___ Material provided ___
Issue #1965, opened 2023-12-20
Detect cyclic pattern in registers or pointers


peace-maker:
When using a cyclic pattern and stopping at some invalid memory access, you currently have to copy&paste the pattern from the registers and invoke `cyclic -l` for each of them. This is repetetive and slow if there are multiple controlled registers.

While looking through the IDA Sploiter plugin I stumbled upon the [Detecting a pattern](https://iphelix.medium.com/ida-sploiter-9604e0b8829#3c6a) section with a dialog showing an overview of every register and if it was able to match the pattern to some offset.
I'd like a `cyclic --detect` option to display all registers and, in case a register contains a pointer, memory locations that contain a cyclic pattern as well as its offset.

That same detection could be displayed in the `regs` / `context` output too.

disconnect3d:
cc: @mbrla0

armoredvortex:
Hello! I'm interested in working on this issue.
My plan is to add a --detect flag to the cyclic command that iterates through registers and memory to find pattern offsets.
Any initial pointers on where to start looking in the codebase would be much appreciated. Thanks!

k4lizen:
See `pwndbg/commands/cyclic.py` and https://pwndbg.re/pwndbg/dev/contributing/ :>

PR #3162, opened 2025-07-18
feat(cyclic): Add --detect flag in cyclic command

armoredvortex:
This PR enhances the `cyclic` command by adding a `--detect` flag.
As mentioned in #1965 .

 When `cyclic --detect` or `cyclic -d` is run, it performs a scan of all immediate values in registers or values stored at pointers for cyclic patterns and prints their offsets.
 
###  Example Output:
 
image


disconnect3d:
Hi, thanks for implementing it! Any chance you can add a testcase for this feature?:)

armoredvortex:
@disconnect3d 
> Hi, thanks for implementing it! Any chance you can add a testcase for this feature?:)

I wanted to ask for some guidance on testing.
What would be the best place for such a test?

Should I add it to the existing `tests/library/gdb/test_command_cyclic.py`, or should I create a new cross-architecture test file in the `tests/library/qemu-user/` directory?

pwndbg/commands/cyclic.py
```diff
@@ -8,10 +8,53 @@
...
+                found_patterns.append((f"{reg_name}->", value, offset))
+
+    if not found_patterns:
+        print(message.notice("No cyclic patterns found."))
+        return
+
+    print(f"{'Register':<12} {'Value':<20} {'Offset'}")
+    print(f"{'----------':<12} {'------------------':<20} {'------'}")
+    for reg, val, off in found_patterns:
+        print(f"{reg:<12} {hex(val):<20} {off}")
```
disconnect3d:
```suggestion
        print(f"{reg:<12} {val:<#20x} {off}")
```

disconnect3d:
> Should I add it to the existing `tests/library/gdb/test_command_cyclic.py`,

I think adding to the existing is fine; not sure if we need cross arch for this, probably not really

peace-maker:
Blindly running cyclic_find on any value might stall for a while. Maybe a timeout or heuristic to detect probable cyclic patterns is required.

`cyclic_find('hdjakdbj', n=8)` takes a hot minute on my phone for example.

disconnect3d:
I like @peace-maker suggestion. @ArmoredVortex can you look if we can add a timeout?

armoredvortex:
> I like @peace-maker suggestion. @ArmoredVortex can you look if we can add a timeout?

Yes, an optional argument `timeout` that accepts time in seconds.
It skips over the register if the lookup takes longer that said timeout.

Does this sound fair?
EDIT: Or is setting a default timeout value better?

disconnect3d:
Lgtm, I think 2s timeout default is fine. I haven't tested it myself but I hope the signal handler logic works fine with GDB and LLDB.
___
Give back only the lines from the one containing "It skips over" through the final line of the entries above, exactly as written, both included.

Problem solution
It skips over the register if the lookup takes longer that said timeout.

Does this sound fair?
EDIT: Or is setting a default timeout value better?

disconnect3d:
Lgtm, I think 2s timeout default is fine. I haven't tested it myself but I hope the signal handler logic works fine with GDB and LLDB.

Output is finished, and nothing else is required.